*** Data for this exercise Section Begins ***
PR #1412, opened 2026-09-05
Allow autogen to generate enums from includes

PeachyPeachSM64:
Allow autogen to generate enums from includes

Define your enum in a separate file `my_enum.inl`:
```c
IDENTIFIER(NAME, value, ...)
```

Then, in `my_enum.h`:
```c
enum MyEnum {
#define IDENTIFIER(name, value, ...) name = value,
#include "my_enum.inl"
#undef IDENTIFIER
};
```

In `autogen/exposed_lists.py`:
```py
constants_enums_with_include = {
    "my_enum.h": {
        "MyEnum": {
            "IDENTIFIER": [index_of_name, index_of_value], # 1-indexed, 0 is IDENTIFIER
        }
    },
}
```

Bonus:
+ Remove self-links (useless)
+ Remove files that have no constant/function to document (wasting space)


autogen/convert_constants.py
```diff
@@ -63,19 +97,28 @@ def saw_constant(identifier, inIfBlock):
         seen_constants.append(identifier)
         return False
 
+def eval_constant(filename, constants, ident, val):
+    try:
+        set_to_val = int(eval(val, {}, {}))
```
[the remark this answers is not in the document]
PeachyPeachSM64: It was already done this way in `process_enum` before.
Besides, this tool is ran only by developers to generate documentation, it's not part of the actual game, and any change to the documentation system is verified before being pushed to avoid such issues.

EmeraldLoc (approved):
Someone else should probably review this since I'm awful at reading python, but it looks fine to me!

src/engine/graph_node_types.inl
```diff
@@ -0,0 +1,24 @@
+GRAPH_NODE_TYPE(GRAPH_NODE_TYPE_ROOT,                 0x001,                              GraphNodeRoot,                LOT_GRAPHNODEROOT)
```
Isaac0-dev, line 1: new way to access the root node fields via Lua. Not bad (since you could already via `geo_get_current_root`), just observing.
`GRAPH_NODE_TYPE_ROOT` used to map to `LOT_GRAPHNODE` in the old `graphNodeLots`.

src/engine/graph_node_types.inl
Isaac0-dev, line 1: `GRAPH_NODE_TYPE_FUNCTIONAL` missing. doesn't seem like a bad thing

Isaac0-dev (approved):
*** Data for this exercise Section Ends ***
Task objective:
Copy out the data in full, exactly.

Solution for this exercise:
PR #1412, opened 2026-09-05
Allow autogen to generate enums from includes

PeachyPeachSM64:
Allow autogen to generate enums from includes

Define your enum in a separate file `my_enum.inl`:
```c
IDENTIFIER(NAME, value, ...)
```

Then, in `my_enum.h`:
```c
enum MyEnum {
#define IDENTIFIER(name, value, ...) name = value,
#include "my_enum.inl"
#undef IDENTIFIER
};
```

In `autogen/exposed_lists.py`:
```py
constants_enums_with_include = {
    "my_enum.h": {
        "MyEnum": {
            "IDENTIFIER": [index_of_name, index_of_value], # 1-indexed, 0 is IDENTIFIER
        }
    },
}
```

Bonus:
+ Remove self-links (useless)
+ Remove files that have no constant/function to document (wasting space)


autogen/convert_constants.py
```diff
@@ -63,19 +97,28 @@ def saw_constant(identifier, inIfBlock):
         seen_constants.append(identifier)
         return False
 
+def eval_constant(filename, constants, ident, val):
+    try:
+        set_to_val = int(eval(val, {}, {}))
```
[the remark this answers is not in the document]
PeachyPeachSM64: It was already done this way in `process_enum` before.
Besides, this tool is ran only by developers to generate documentation, it's not part of the actual game, and any change to the documentation system is verified before being pushed to avoid such issues.

EmeraldLoc (approved):
Someone else should probably review this since I'm awful at reading python, but it looks fine to me!

src/engine/graph_node_types.inl
```diff
@@ -0,0 +1,24 @@
+GRAPH_NODE_TYPE(GRAPH_NODE_TYPE_ROOT,                 0x001,                              GraphNodeRoot,                LOT_GRAPHNODEROOT)
```
Isaac0-dev, line 1: new way to access the root node fields via Lua. Not bad (since you could already via `geo_get_current_root`), just observing.
`GRAPH_NODE_TYPE_ROOT` used to map to `LOT_GRAPHNODE` in the old `graphNodeLots`.

src/engine/graph_node_types.inl
Isaac0-dev, line 1: `GRAPH_NODE_TYPE_FUNCTIONAL` missing. doesn't seem like a bad thing

Isaac0-dev (approved):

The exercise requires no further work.